May 24, 2012

I realized something big recently. I often expect my husband to be me.

Me, as in, a substitute mom of sorts—a stand-in to handle the parts of my job that I just don’t feel like doing. Because he doesn’t have enough responsibilities stacked on his Husband / Father / Provider / Handyman / Garbage-Taker-Outer plate, right?

You can imagine how well this goes over.

It all started around midnight last Friday when our five-year-old bolted awake, scampered into our room, tapped me on the shoulder, and informed me she had to throw up. And she did—through the wee hours of the morning until sunrise, just about the time her little sister called from the crib demanding milk and Teddy Grahams.

Of course I camped on the family room floor beside my beloved sick one through every heave and sniffle. Moms are on alert for these moments, no questions asked. I kept watch just inches from her rosebud face, studying her eyelashes fluttering in the nightlight glow.

But when the storm quelled and daylight peeked through the windows, fatigue took over. I felt like someone dripped Tabasco sauce in my eyes and stuffed my brain with Jell-O. How was I going to face an entire day of doctoring and toddler-chasing alone? Surely my husband ought to help. We’re co-parents, after all. Isn’t this in the job description? Stay home from work to cover for your wife who was up all night with a vomiting child. It’s in the addendum somewhere, I think.

Yet my knight in pajama armor hit the shower and put on his office shoes. “Are you going to work?” I asked.

“Yes.” Dumb question?

I let my thoughts escape past my tongue. “I don’t know how I’m going to manage today.”

Can you believe he didn’t say anything in reply? He just kissed us all goodbye and drove away. The nerve!

I stewed. I felt sorry for myself. I played the wrong tapes in my head. How could he leave me here? Why do I have to be the one to function on fumes? I’ll bet he’s sipping coffee and chatting with co-workers while I scrub barf pails and run after a naked two-year-old.

And then I caught a hand-slap from the Holy Spirit. After a few minutes of pouting, I realized I was wrong. My husband goes to work so I can stay home. Monday through Friday until dinnertime, his job is at the office and mine is here. That’s our equal parenting deal. Sure, we’re flexible depending on the circumstances. But as a general rule, I shouldn’t pass the buck when my job gets tough. It’s still my job.

Let’s look at this from my husband’s side of the bargain. He doesn’t ask me to fill his seat in the conference room at high-stress meetings. He doesn’t even ask me to mow the lawn, which could technically be considered a shared household duty. We each need to take responsibility for the roles we agreed upon.

On Friday, that meant praying for a dose of supernatural energy to get through the day—and calling my husband to apologize. After all, the poor guy was just as tired as I was. Mom isn’t the only one on call at midnight. Daddy came to the rescue, too.
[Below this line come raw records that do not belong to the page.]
PR #2125, opened 2020-05-06
Browser: Add "Copy link" context menu item

modmuss50:
Hello all! This is my first PR thought something simple would be a good way to get started.

This PR adds a "Copy Link" context menu item that will copy the right clicked href url to the clipboard.


awesomekling:
Hello! Solid first patch :)

PR #2128, opened 2020-05-06
LibJS: Add function call spreading

mattco98:
Adds support for the following syntax:

```js
Math.max(...x, ...[1, 2, 3], ...o.foo, ...'abcd')
```

### DIFF
--- a/Libraries/LibJS/AST.cpp
+++ b/Libraries/LibJS/AST.cpp
@@ -137,12 +137,28 @@ Value CallExpression::execute(Interpreter& interpreter) const
     arguments.values().append(function.bound_arguments());
 
     for (size_t i = 0; i < m_arguments.size(); ++i) {
-        auto value = m_arguments[i].execute(interpreter);
+        auto value = m_arguments[i].value->execute(interpreter);
         if (interpreter.exception())
             return {};
-        arguments.append(value);
-        if (interpreter.exception())
-            return {};
+        if (m_arguments[i].is_spread) {
+            // FIXME: Support generic iterables
+            Vector<Value> iterables;
+            if (value.is_string()) {
+                for (auto ch : value.as_string().string())
+                    iterables.append(Value(js_string(interpreter, String::format("%c", ch))));
+            } else if (value.is_object() && value.as_object().is_array()) {
+                iterables = static_cast<const Array&>(value.as_object()).elements();
+            } else if (value.is_object() && value.as_object().is_string_object()) {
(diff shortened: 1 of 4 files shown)


Libraries/LibJS/AST.cpp
```diff
@@ -138,12 +138,28 @@ Value CallExpression::execute(Interpreter& interpreter) const
...
+            if (value.is_string()) {
+                for (auto ch : value.as_string().string())
+                    iterables.append(Value(ch));
+            } else if (value.is_object() && value.as_object().is_array()) {
+                iterables = static_cast<const Array&>(value.as_object()).elements();
+            } else if (value.is_object() && value.as_object().is_string_object()) {
+                for (auto ch : static_cast<const StringObject&>(value.as_object()).primitive_string().string())
+                    iterables.append(Value(ch));
+            } else {
+                ASSERT_NOT_REACHED();
```
linusg, line 156: this should be a `TypeError` instead - `foo(...1)` should _not_ crash.

Libraries/LibJS/AST.cpp
```diff
@@ -138,12 +138,28 @@ Value CallExpression::execute(Interpreter& interpreter) const
...
-        arguments.append(value);
+        auto value = m_arguments[i].value->execute(interpreter);
         if (interpreter.exception())
             return {};
+        if (m_arguments[i].is_spread) {
+            // FIXME: Support generic iterables
+            Vector<Value> iterables;
+            if (value.is_string()) {
+                for (auto ch : value.as_string().string())
+                    iterables.append(Value(ch));
```
awesomekling, line 149: Wait, does this make sense? This means that spreading a string will iterate over the individual characters as integers, not as single-character strings.

Libraries/LibJS/AST.cpp
```diff
@@ -138,12 +138,28 @@ Value CallExpression::execute(Interpreter& interpreter) const
...
+            } else if (value.is_object() && value.as_object().is_array()) {
+                iterables = static_cast<const Array&>(value.as_object()).elements();
+            } else if (value.is_object() && value.as_object().is_string_object()) {
+                for (auto ch : static_cast<const StringObject&>(value.as_object()).primitive_string().string())
+                    iterables.append(Value(ch));
```
awesomekling, line 154: Same question here.

Libraries/LibJS/AST.cpp
mattco98: Nope, it doesn't... that's what I get for assuming `Math.max(...'abc')` would return the number, instead of the thing it actually returns -- `NaN`!

PR #2129, opened 2020-05-06
LibGfx: Filling paths; LibWeb: canvas.fill

alimpfard:
Next in the line of rasterising paths.

This makes the generated curves much more pretty, and adds filling paths.
There are some issues with for_each_line_segment_on_bezier_curve creating non-simple shapes, because of fitting points onto an int grid, but they are mostly okay...ish.

### DIFF
--- a/Libraries/LibGfx/Painter.cpp
+++ b/Libraries/LibGfx/Painter.cpp
@@ -31,6 +31,7 @@
 #include <AK/Assertions.h>
 #include <AK/Function.h>
 #include <AK/Memory.h>
+#include <AK/QuickSort.h>
 #include <AK/StdLibExtras.h>
 #include <AK/StringBuilder.h>
 #include <AK/Utf8View.h>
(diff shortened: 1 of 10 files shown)


Libraries/LibGfx/Painter.cpp
```diff
@@ -1137,4 +1149,157 @@ void Painter::stroke_path(const Path& path, Color color, int thickness)
...
+            return;
+        }
+
+        ASSERT_NOT_REACHED();
+    };
+
+    while (scanline >= last_y) {
+        if (active_list.size()) {
+            // sort the active list by 'x' from right to left
+            qsort(active_list.data(), active_list.size(), sizeof(Path::LineSegment), [](const void* d0, const void* d1) -> int {
```
awesomekling, line 1208: Can we use `AK::quick_sort` instead here?

alimpfard: Huh. I didn't know we _has_ an `AK::quick_sort`. we absolutely can.
(there's also one in Path.cpp)

alimpfard:
> This makes me think we should add an AffineTransform to Gfx::Painter and have all paint ops respect it. Instead of doing that only in CanvasRenderingContext2D.

Not sure what brought this up, but it _would_ simplify quite a lot of stuff.
I say that having to mirror the y coordinates of every glyph in a TTF font

PR #2130, opened 2020-05-06
LibJS: Implement tagged template literals (foo`bar`)

linusg:
To make processing tagged template literals easier, template literals will now add one empty `StringLiteral` before and after each template expression *if* there's no other string - e.g.:

```
`${foo}` -> "", foo, ""
`test${foo}${bar}test` -> "test", foo, "", bar, "test"
```

This also matches the behaviour of many other parsers.

### DIFF
--- a/Libraries/LibJS/AST.cpp
+++ b/Libraries/LibJS/AST.cpp
@@ -114,8 +114,7 @@ Value CallExpression::execute(Interpreter& interpreter) const
 
     ASSERT(!callee.is_empty());
 
-    if (!callee.is_object()
-        || !callee.as_object().is_function()
+    if (!callee.is_function()
         || (is_new_expression() && (callee.as_object().is_native_function() && !static_cast<NativeFunction&>(callee.as_object()).has_constructor()))) {
         String error_message;
         auto call_type = is_new_expression() ? "constructor" : "function";
@@ -132,7 +131,7 @@ Value CallExpression::execute(Interpreter& interpreter) const
         return interpreter.throw_exception<TypeError>(error_message);
     }
 
-    auto& function = static_cast<Function&>(callee.as_object());
+    auto& function = callee.as_function();
 
     MarkedValueList arguments(interpreter.heap());
     arguments.values().append(function.bound_arguments());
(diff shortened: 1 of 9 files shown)


Libraries/LibJS/AST.cpp
```diff
@@ -1297,6 +1296,46 @@ Value TemplateLiteral::execute(Interpreter& interpreter) const
...
+    m_template_literal->dump(indent + 2);
+}
+
+Value TaggedTemplateLiteral::execute(Interpreter& interpreter) const
+{
+    auto tag = m_tag->execute(interpreter);
+    if (interpreter.exception())
+        return {};
+    // FIXME: We really should have a helper for this.
+    if (!tag.is_object() || !tag.as_object().is_function()) {
```
awesomekling, line 1316: How about we just add `Value::is_function()`? :)

Libraries/LibJS/AST.cpp
```diff
@@ -1297,6 +1296,46 @@ Value TemplateLiteral::execute(Interpreter& interpreter) const
...
+        interpreter.throw_exception<TypeError>(String::format("%s is not a function", tag.to_string().characters()));
+        return {};
+    }
+    auto& tag_function = static_cast<Function&>(tag.as_object());
```
awesomekling, line 1320: And `Value::as_function()`!

Libraries/LibJS/AST.h
```diff
@@ -786,6 +786,24 @@ class TemplateLiteral final : public Expression {
     const NonnullRefPtrVector<Expression> m_expressions;
 };
 
+class TaggedTemplateLiteral final : public Expression {
+public:
+    TaggedTemplateLiteral(NonnullRefPtr<Expression> tag, NonnullRefPtr<TemplateLiteral> template_literal)
+        : m_tag(tag)
+        , m_template_literal(template_literal)
```
awesomekling, line 793:
```suggestion
        : m_tag(move(tag))
        , m_template_literal(move(template_literal))
```

Libraries/LibJS/AST.cpp
linusg: Yes! It was about time :)

Libraries/LibJS/Runtime/Object.cpp
```diff
@@ -477,10 +477,8 @@ Value Object::to_primitive(PreferredType preferred_type) const
 Value Object::to_string() const
 {
     auto to_string_property = get("toString");
-    if (!to_string_property.is_empty()
-        && to_string_property.is_object()
-        && to_string_property.as_object().is_function()) {
-        auto& to_string_function = static_cast<Function&>(to_string_property.as_object());
+    if (!to_string_property.is_empty() && to_string_property.is_function()) {
```
awesomekling, line 480: Even tighter:
```suggestion
    if (to_string_property.is_function()) {
```

PR #2132, opened 2020-05-06
Build: Switch to CMake :^)

bugaevc:
This is my work on converting Serenity to be built with CMake, loosely based on @awesomekling's prior work.

This is somewhat WIP, as I've broken some things that work with the old buildsystem.

Everybody, please try to fix building on systems you're interested in :smile: (tagging a few people: @jarhill0 @Pagghiu @jcs @brynet @zaklaus @BobbyRaduloff)

Oh, and the ports are most likely broken too. We're going to want to figure out how we would want them to work in the brave new out-of-tree builds world.


predmond:
You didn’t mean to include your Build/ dir did you?

bugaevc:
I didn't :laughing: fixed

JonArcherII:
`Kernel/makeall.sh` certainly isn't going to work anymore :wink: perhaps it's time to get rid of it?

bugaevc:
Yes, it was meant to be removed; I'll push that later with other fixes.

predmond:
When I tried using the ninja generator it failed to assemble .S files with an error like:
```
/home/predmond/src/bugaevc/Toolchain/Local/bin/i686-pc-serenity-as  -I../Libraries -I../. -I../Libraries/LibC -I../Servers -IServers -ILibraries  -MD -MT Libraries/LibC/CMakeFiles/LibC.dir/setjmp.S.o -MF Libraries/LibC/CMakeFiles/LibC.dir/setjmp.S.o.d -o Libraries/LibC/CMakeFiles/LibC.dir/setjmp.S.o -c ../Libraries/LibC/setjmp.S
/home/predmond/src/bugaevc/Toolchain/Local/bin/i686-pc-serenity-as: invalid option -- 'F'
```
when I switched to using the toolchain file `cmake -DCMAKE_TOOLCHAIN_FILE=../Toolchain/CMakeToolchain.txt ..` then it correctly built the .S file
```
/home/predmond/src/bugaevc/Toolchain/Local/bin/i686-pc-serenity-gcc --sysroot=/home/predmond/src/bugaevc//Root  -I../Libraries -I../. -I../Libraries/LibC -I../Servers -IServers -ILibraries  -MD -MT Libraries/LibC/CMakeFiles/LibC.dir/setjmp.S.obj -MF Libraries/LibC/CMakeFiles/LibC.dir/setjmp.S.obj.d -o Libraries/LibC/CMakeFiles/LibC.dir/setjmp.S.obj -c ../Libraries/LibC/setjmp.S
```

In the later case it uses gcc instead of as.

I believe this is because how cmake detects the assembler when you specify
```
project(SerenityOS C CXX ASM)
```
When the toolchain file is used is correctly sees the i686-pc-serenity-gcc is the assembler.

However, because you overwrite ASM_COMPILER with `i686-pc-serenity-as` it breaks because it initially detected gcc as the assembler (before the cross-compiler is set) and therefore it's passing invalid gcc args to as.

bugaevc:
@predmond changing the ASM compiler to gcc works, but then building with Ninja stumbles on this:
```
/home/sergey/dev/serenity/Toolchain/Local/lib/gcc/i686-pc-serenity/9.3.0/../../../../i686-pc-serenity/bin/ld: cannot find CMakeFiles/Kernel.dir/Arch/i386/Boot/boot.S.o
collect2: error: ld returned 1 exit status
```

The file is there (`Kernel/CMakeFiles/Kernel.dir/Arch/i386/Boot/boot.S.o`), but apparently the Ninja backend of CMake doesn't generate `cd`s into the individual subdirectories (which makes sense), so looking up the file as `CMakeFiles/Kernel.dir/Arch/i386/Boot/boot.S.o` fails. Any idea how to fix this nicely so it works both with Make and Ninja?

bgianfo:
@bugaevc  I played around with this a little bit, I was able to get consistent behavior across Ninja / Make generators with this:

```diff 

diff --git a/Kernel/CMakeLists.txt b/Kernel/CMakeLists.txt
index c601ef108..693ba6f8c 100644
--- a/Kernel/CMakeLists.txt
+++ b/Kernel/CMakeLists.txt
@@ -155,7 +155,10 @@ set(CMAKE_CXX_FLAGS "${CMAKE_CXX_FLAGS} -mno-80387 -mno-mmx -mno-sse -mno-sse2")
 set(CMAKE_CXX_FLAGS "${CMAKE_CXX_FLAGS} -fno-asynchronous-unwind-tables")
 set(CMAKE_CXX_FLAGS "${CMAKE_CXX_FLAGS} -nostdlib -nostdinc -nostdinc++")

-add_link_options(LINKER:-T ${CMAKE_CURRENT_SOURCE_DIR}/linker.ld -nostdlib)
+# Replace variables in linker.ld and generate output linker.ld
+configure_file(linker.ld linker.ld @ONLY)
+
+add_link_options(LINKER:-T ${CMAKE_CURRENT_BINARY_DIR}/linker.ld -nostdlib)

 if (${CMAKE_HOST_SYSTEM_NAME} MATCHES SerenityOS)
     include_directories(/usr/local/include/c++/9.3.0/)
diff --git a/Kernel/linker.ld b/Kernel/linker.ld
index b02ad6f4d..0906a9199 100644
--- a/Kernel/linker.ld
+++ b/Kernel/linker.ld
@@ -8,7 +8,7 @@ SECTIONS

     .text ALIGN(4K) : AT (ADDR(.text) - 0xc0000000)
     {
-        CMakeFiles/Kernel.dir/Arch/i386/Boot/boot.S.o
+        @CMAKE_CURRENT_BINARY_DIR@/CMakeFiles/Kernel.dir/Arch/i386/Boot/boot.S.o
         *(.multiboot)
         start_of_kernel_text = .;
         *(.text)

```

bgianfo:
Dunno if you want to take PR's to your fork for this PR or not.
Either way here's a small diff to get Base copied on make/ninja install:

```diff
diff --git a/Base/CMakeLists.txt b/Base/CMakeLists.txt
new file mode 100644
index 000000000..1f9f02de9
--- /dev/null
+++ b/Base/CMakeLists.txt
@@ -0,0 +1,5 @@
+INSTALL(DIRECTORY ${CMAKE_CURRENT_SOURCE_DIR}/etc DESTINATION .)
+INSTALL(DIRECTORY ${CMAKE_CURRENT_SOURCE_DIR}/home DESTINATION .)
+INSTALL(DIRECTORY ${CMAKE_CURRENT_SOURCE_DIR}/res DESTINATION .)
+INSTALL(DIRECTORY ${CMAKE_CURRENT_SOURCE_DIR}/usr DESTINATION .)
+INSTALL(DIRECTORY ${CMAKE_CURRENT_SOURCE_DIR}/www DESTINATION .)
diff --git a/CMakeLists.txt b/CMakeLists.txt
index e6694db44..53f81053d 100644
--- a/CMakeLists.txt
+++ b/CMakeLists.txt
@@ -122,3 +122,4 @@ add_subdirectory(MenuApplets)
 add_subdirectory(Shell)
 add_subdirectory(Demos)
 add_subdirectory(Userland)
+add_subdirectory(Base)
```

bgianfo:
Another diff to make the "run" target depend on the "image" target.

```diff
diff --git a/CMakeLists.txt b/CMakeLists.txt
index e6694db44..2d9fc9851 100644
--- a/CMakeLists.txt
+++ b/CMakeLists.txt
@@ -12,6 +12,7 @@ add_custom_target(image
 add_custom_target(run
     COMMAND ${CMAKE_SOURCE_DIR}/Meta/run.sh
     USES_TERMINAL
+    DEPENDS ${CMAKE_BINARY_DIR}/_disk_image
 )

 set(CMAKE_CXX_FLAGS "${CMAKE_CXX_FLAGS} -Wall -Wextra -Werror -std=c++2a")
```

It's unfortunate that CMake doesn't have a way to make a target depend on "install".
So we'll always have to tell people to "make install" then "make run".
See: https://gitlab.kitware.com/cmake/cmake/-/issues/8438

bugaevc:
> I played around with this a little bit, I was able to get consistent behavior across Ninja / Make generators with this

Yep, that was my plan B if there's no way to get Make/Ninja to use the same directory.

> here's a small diff to get Base copied on make/ninja install

But why? This step is already handled by `build-root-filesystem.sh`, no point in duplicating all those files?

If, on the other hand, we were to get rid of `build-root-fileaystem.sh` completely and persuade CMake to build the complete root filesystem under `Build/Root/`... But that'd need to create device files and whatnot, so I decided we keep `build-root-filesystem.sh` separate for now.

> Another diff to make the "run" target depend on the "image" target.

Hmm, probably a good idea, thanks. Does it actually work (with both Make and Ninja) to add dependencies between custom targets like this?

bgianfo:
> > here's a small diff to get Base copied on make/ninja install
> 
> But why? This step is already handled by `build-root-filesystem.sh`, no point in duplicating all those files?
> 
> If, on the other hand, we were to get rid of `build-root-fileaystem.sh` completely and persuade CMake to build the complete root filesystem under `Build/Root/`... But that'd need to create device files and whatnot, so I decided we keep `build-root-filesystem.sh` separate for now.
> 
You want the file copy step to be in CMake so users get correct incremental build behaviour.
In general build logic belongs in the build, scripts should be used as utilities for the build system to utilize.

> > Another diff to make the "run" target depend on the "image" target.
> 
> Hmm, probably a good idea, thanks. Does it actually work (with both Make and Ninja) to add dependencies between custom targets like this?

Yes, and I tested it to double check. 
See: https://cmake.org/cmake/help/latest/command/add_custom_command.html

bugaevc:
> In general build logic belongs in the build, scripts should be used as utilities for the build system to utilize.

I understand that much 😉

> You want the file copy step to be in CMake so users get correct incremental build behaviour.

No, making an image always makes a fresh image, mounts it and copies files there. This process is always not incremental. I don't know if it would be possible to make it incremental.

> See: https://cmake.org/cmake/help/latest/command/add_custom_command.html

But both `run` and `image` are "custom targets", not "custom commands" :slightly_smiling_face:

bgianfo:
> > You want the file copy step to be in CMake so users get correct incremental build behaviour.
> 
> No, making an image always makes a fresh image, mounts it and copies files there. This process is always not incremental. I don't know if it would be possible to make it incremental.

I think it's a bit nuanced issue. My point of view is that, sure the image building step isn't currently incremental. However just because it's not incremental, should we should make design decisions that create other obstacles to it being make incremental in the future? In my mind no, we shouldn't. However I can understand a different point of view that leans more to the, if someone wants to fix it then fix all of it.

Straw-man idea:  we could add a wrapper around add_executable, etc that added all items we build to a list of dependencies, the image build target could then depend on that image list. If we could correctly mark dependencies on all of the inputs to the image (including the scripts used to create it). There would be nothing stopping us from making image build incremental. Which I would personally see as a very valuable feature.

In the end I'm not trying to push you to take the diff, it's not really worth going back and forth over any more? :man_shrugging: 

> > See: https://cmake.org/cmake/help/latest/command/add_custom_command.html
> 
> But both `run` and `image` are "custom targets", not "custom commands" slightly_smiling_face

I just posted the wrong link ... :disappointed:  https://cmake.org/cmake/help/latest/command/add_custom_target.html

bugaevc:
@bgianfo your `boot.S` change fails for me with:
```
/home/sergey/dev/serenity/Toolchain/Local/lib/gcc/i686-pc-serenity/9.3.0/../../../../i686-pc-serenity/bin/ld: CMakeFiles/Kernel.dir/Arch/i386/Boot/boot.S.o: in function `boot_pdpt':
(.page_tables+0x0): multiple definition of `boot_pdpt'; /home/sergey/dev/serenity/Build/Kernel/CMakeFiles/Kernel.dir/Arch/i386/Boot/boot.S.o:(.page_tables+0x0): first defined here
/home/sergey/dev/serenity/Toolchain/Local/lib/gcc/i686-pc-serenity/9.3.0/../../../../i686-pc-serenity/bin/ld: CMakeFiles/Kernel.dir/Arch/i386/Boot/boot.S.o: in function `boot_pd0':
(.page_tables+0x1000): multiple definition of `boot_pd0'; /home/sergey/dev/serenity/Build/Kernel/CMakeFiles/Kernel.dir/Arch/i386/Boot/boot.S.o:(.page_tables+0x1000): first defined here
/home/sergey/dev/serenity/Toolchain/Local/lib/gcc/i686-pc-serenity/9.3.0/../../../../i686-pc-serenity/bin/ld: CMakeFiles/Kernel.dir/Arch/i386/Boot/boot.S.o: in function `boot_pd3':
(.page_tables+0x2000): multiple definition of `boot_pd3'; /home/sergey/dev/serenity/Build/Kernel/CMakeFiles/Kernel.dir/Arch/i386/Boot/boot.S.o:(.page_tables+0x2000): first defined here
/home/sergey/dev/serenity/Toolchain/Local/lib/gcc/i686-pc-serenity/9.3.0/../../../../i686-pc-serenity/bin/ld: CMakeFiles/Kernel.dir/Arch/i386/Boot/boot.S.o: in function `boot_pd3_pde1023_pt':
(.page_tables+0x3000): multiple definition of `boot_pd3_pde1023_pt'; /home/sergey/dev/serenity/Build/Kernel/CMakeFiles/Kernel.dir/Arch/i386/Boot/boot.S.o:(.page_tables+0x3000): first defined here
/home/sergey/dev/serenity/Toolchain/Local/lib/gcc/i686-pc-serenity/9.3.0/../../../../i686-pc-serenity/bin/ld: CMakeFiles/Kernel.dir/Arch/i386/Boot/boot.S.o: in function `start':
(.text+0x0): multiple definition of `start'; /home/sergey/dev/serenity/Build/Kernel/CMakeFiles/Kernel.dir/Arch/i386/Boot/boot.S.o:(.text+0x0): first defined here
collect2: error: ld returned 1 exit status
```

bugaevc:
> But both `run` and `image` are "custom targets", not "custom commands" :slightly_smiling_face:

Tested it, and indeed that causes image generation to be run *every time* when you do `make run`, not just the first time. So I'm not pulling that patch either, sorry :(

awesomekling:
For ports, we need to pass `--sysroot` to everything, not just in `CFLAGS` but also in `CPPFLAGS`, `CXXFLAGS` and possibly `LDFLAGS`. This feels very brittle, and I wish we could just have the toolchain built with the correct sysroot like we did before. Why doesn't that work again? :/

bugaevc:
> Why doesn't that work again? :/

Because there's no one predefined build location anymore. If, on the other hand, we were to only support building in `Build`....

awesomekling:
> > Why doesn't that work again? :/
> 
> Because there's no one predefined build location anymore. If, on the other hand, we were to only support building in `Build`....

This seems like a reasonable compromise to me :)

predmond:
> @bgianfo your `boot.S` change fails for me with:
> 
> ```
> /home/sergey/dev/serenity/Toolchain/Local/lib/gcc/i686-pc-serenity/9.3.0/../../../../i686-pc-serenity/bin/ld: CMakeFiles/Kernel.dir/Arch/i386/Boot/boot.S.o: in function `boot_pdpt':
> (.page_tables+0x0): multiple definition of `boot_pdpt'; /home/sergey/dev/serenity/Build/Kernel/CMakeFiles/Kernel.dir/Arch/i386/Boot/boot.S.o:(.page_tables+0x0): first defined here
> /home/sergey/dev/serenity/Toolchain/Local/lib/gcc/i686-pc-serenity/9.3.0/../../../../i686-pc-serenity/bin/ld: CMakeFiles/Kernel.dir/Arch/i386/Boot/boot.S.o: in function `boot_pd0':
> (.page_tables+0x1000): multiple definition of `boot_pd0'; /home/sergey/dev/serenity/Build/Kernel/CMakeFiles/Kernel.dir/Arch/i386/Boot/boot.S.o:(.page_tables+0x1000): first defined here
> /home/sergey/dev/serenity/Toolchain/Local/lib/gcc/i686-pc-serenity/9.3.0/../../../../i686-pc-serenity/bin/ld: CMakeFiles/Kernel.dir/Arch/i386/Boot/boot.S.o: in function `boot_pd3':
> (.page_tables+0x2000): multiple definition of `boot_pd3'; /home/sergey/dev/serenity/Build/Kernel/CMakeFiles/Kernel.dir/Arch/i386/Boot/boot.S.o:(.page_tables+0x2000): first defined here
> /home/sergey/dev/serenity/Toolchain/Local/lib/gcc/i686-pc-serenity/9.3.0/../../../../i686-pc-serenity/bin/ld: CMakeFiles/Kernel.dir/Arch/i386/Boot/boot.S.o: in function `boot_pd3_pde1023_pt':
> (.page_tables+0x3000): multiple definition of `boot_pd3_pde1023_pt'; /home/sergey/dev/serenity/Build/Kernel/CMakeFiles/Kernel.dir/Arch/i386/Boot/boot.S.o:(.page_tables+0x3000): first defined here
> /home/sergey/dev/serenity/Toolchain/Local/lib/gcc/i686-pc-serenity/9.3.0/../../../../i686-pc-serenity/bin/ld: CMakeFiles/Kernel.dir/Arch/i386/Boot/boot.S.o: in function `start':
> (.text+0x0): multiple definition of `start'; /home/sergey/dev/serenity/Build/Kernel/CMakeFiles/Kernel.dir/Arch/i386/Boot/boot.S.o:(.text+0x0): first defined here
> collect2: error: ld returned 1 exit status
> ```

I got the same error when I tried this. Interestingly, if I replace the path in the configured file to relative (Kernel/CMakeFiles/Kernel.dir/Arch/i386/Boot/boot.S.o) then it works for ninja (but not for make)

predmond:
I was able to get the Kernel to compile by tweaking @bgianfo diff

```
diff --git a/Kernel/CMakeLists.txt b/Kernel/CMakeLists.txt
index c601ef108..e27143218 100644
--- a/Kernel/CMakeLists.txt
+++ b/Kernel/CMakeLists.txt
@@ -4,7 +4,6 @@ set(KERNEL_SOURCES
     ACPI/Initialize.cpp
     ACPI/MultiProcessorParser.cpp
     ACPI/Parser.cpp
-    Arch/i386/Boot/boot.S
     Arch/i386/CPU.cpp
     CMOS.cpp
     CommandLine.cpp
@@ -155,7 +154,10 @@ set(CMAKE_CXX_FLAGS "${CMAKE_CXX_FLAGS} -mno-80387 -mno-mmx -mno-sse -mno-sse2")
 set(CMAKE_CXX_FLAGS "${CMAKE_CXX_FLAGS} -fno-asynchronous-unwind-tables")
 set(CMAKE_CXX_FLAGS "${CMAKE_CXX_FLAGS} -nostdlib -nostdinc -nostdinc++")

-add_link_options(LINKER:-T ${CMAKE_CURRENT_SOURCE_DIR}/linker.ld -nostdlib)
+add_link_options(LINKER:-T ${CMAKE_CURRENT_BINARY_DIR}/linker.ld -nostdlib)
+
+add_library(boot OBJECT Arch/i386/Boot/boot.S)
+file(GENERATE OUTPUT linker.ld INPUT linker.ld)

 if (${CMAKE_HOST_SYSTEM_NAME} MATCHES SerenityOS)
     include_directories(/usr/local/include/c++/9.3.0/)
@@ -167,6 +169,7 @@ endif()

 add_executable(Kernel ${SOURCES})
 target_link_libraries(Kernel gcc stdc++)
+add_dependencies(Kernel boot)
 install(TARGETS Kernel RUNTIME DESTINATION boot)

 add_custom_command(
diff --git a/Kernel/linker.ld b/Kernel/linker.ld
index b02ad6f4d..ce3e125db 100644
--- a/Kernel/linker.ld
+++ b/Kernel/linker.ld
@@ -8,7 +8,7 @@ SECTIONS

     .text ALIGN(4K) : AT (ADDR(.text) - 0xc0000000)
     {
-        CMakeFiles/Kernel.dir/Arch/i386/Boot/boot.S.o
+        $<TARGET_OBJECTS:boot>
         *(.multiboot)
         start_of_kernel_text = .;
         *(.text)
```
Here I build boot.S as an OBJECT library then use `file(GENERATE ...)` which supports generator expressions. This will be more portable when you want to support different architectures.

@bugaevc can you try this change?

bugaevc:
@predmond thanks, that works! (I had to do another fix to get Ninja to work though; now it does, so I mentioned it in the BuildInstructions as well.)

@awesomekling the button should be green now :wink:

alimpfard:
yay fast builds
finally!
(and a pretty progress indicator)

CMakeLists.txt
```diff
@@ -0,0 +1,124 @@
+cmake_minimum_required (VERSION 3.17)
```
predmond, line 1: It works for me with 3.16.

awesomekling:
> @awesomekling the button should be green now

:green_apple: :green_book: :green_circle: :green_heart: :green_salad: :green_square:

awesomekling:
Thank you for the great work @bugaevc :)

jonnii:
One issue is that this requires globstar and/or bash 4+ which doesn't come by default on the mac. Sadness.

Jongy:
I'm probably missing something, but - I'm getting errors like `installing base system... chown: cannot access 'mnt/bin/su': No such file or directory` and I don't see anything in `build-root-filesystem.sh` that actually copies stuff from `Userland` to `bin/`. I had to add
```
cp -R Userland/* mnt/bin
cp Kernel/Kernel mnt/boot/Kernel
```
to get it running successfully.

(based on c38c2668da3fff187c7eeae3043322535aa60770)

P.S I'm building on Docker so `mnt` is not mounted. Perhaps this creates the variation.

I also might've copied the wrong kernel because Serenity bootloops afterwards :p

bugaevc:
It sounds like you were missing `make install`

Jongy:
> It sounds like you were missing make install

Uhh you're absolutely right @bugaevc. Thanks for the tip.
I'd expect the `install` target to be a dependency of `image`, wouldn't it make sense? I see you've discussed it here but not sure what was the resolution.

bugaevc:
It would make some sense, but I decided against it, because you might want to run `make image` without reinstalling the whole thing — such as after building a port, or adding a file to Base, or something. And CMake always considers custom targets out of date, so it would always get executed no matter if you've executed it previously.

The root of this issue runs deeper than a tummy bug. I dug down and admitted that when I signed on to be a mom, I envisioned the fun stuff. The snuggling-with-baby, stroller walks through the park kind of joy-filled mommy theory that, in real life, comprises only a part of the job. Stomach flu isn’t an unfortunate blip in parenting. Stomach flu is parenting.

Maybe motherhood looks different than you dreamed. There are sick days, hard days, strong wills, special needs. Sometimes the challenges are all we can see. But the job is still worth doing. God did not make a mistake when he planted your child in your arms. He knew what he was asking of you. And he knows what you’re capable of. So rather than cherry-picking which parts of motherhood I want to face, I ought to seek His face—praying for the wisdom to do all parts well, with love, patience, courage, and perseverance.

“Not only that, but we rejoice in our sufferings, knowing that suffering produces endurance, and endurance produces character, and character produces hope,” (Romans 5:3–4, ESV).

Yes, Friday was a long day. At the end of it, during bedtime prayers with our daughters, I received my paycheck for the week. “Dear Lord,” my husband prayed, “Thank you that Mom could be home with the girls today. And thank you for giving her the strength to get through the day.”

Awww, he noticed. I am blessed—barf pails and all.